**What to work on**
Output all of the records exactly as written.

(Items from a data source)
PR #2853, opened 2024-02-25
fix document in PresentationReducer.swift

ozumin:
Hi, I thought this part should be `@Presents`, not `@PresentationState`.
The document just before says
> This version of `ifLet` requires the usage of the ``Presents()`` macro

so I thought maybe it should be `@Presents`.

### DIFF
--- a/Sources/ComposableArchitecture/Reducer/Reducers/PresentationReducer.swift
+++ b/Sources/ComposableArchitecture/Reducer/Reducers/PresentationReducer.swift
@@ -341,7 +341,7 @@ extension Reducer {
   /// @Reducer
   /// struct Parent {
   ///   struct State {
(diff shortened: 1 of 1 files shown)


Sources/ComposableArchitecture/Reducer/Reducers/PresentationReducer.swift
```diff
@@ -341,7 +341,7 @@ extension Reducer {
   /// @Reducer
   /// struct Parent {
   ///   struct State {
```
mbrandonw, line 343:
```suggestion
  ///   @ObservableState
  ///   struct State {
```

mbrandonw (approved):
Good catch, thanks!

**Written solution**
PR #2853, opened 2024-02-25
fix document in PresentationReducer.swift

ozumin:
Hi, I thought this part should be `@Presents`, not `@PresentationState`.
The document just before says
> This version of `ifLet` requires the usage of the ``Presents()`` macro

so I thought maybe it should be `@Presents`.

### DIFF
--- a/Sources/ComposableArchitecture/Reducer/Reducers/PresentationReducer.swift
+++ b/Sources/ComposableArchitecture/Reducer/Reducers/PresentationReducer.swift
@@ -341,7 +341,7 @@ extension Reducer {
   /// @Reducer
   /// struct Parent {
   ///   struct State {
(diff shortened: 1 of 1 files shown)


Sources/ComposableArchitecture/Reducer/Reducers/PresentationReducer.swift
```diff
@@ -341,7 +341,7 @@ extension Reducer {
   /// @Reducer
   /// struct Parent {
   ///   struct State {
```
mbrandonw, line 343:
```suggestion
  ///   @ObservableState
  ///   struct State {
```

mbrandonw (approved):
Good catch, thanks!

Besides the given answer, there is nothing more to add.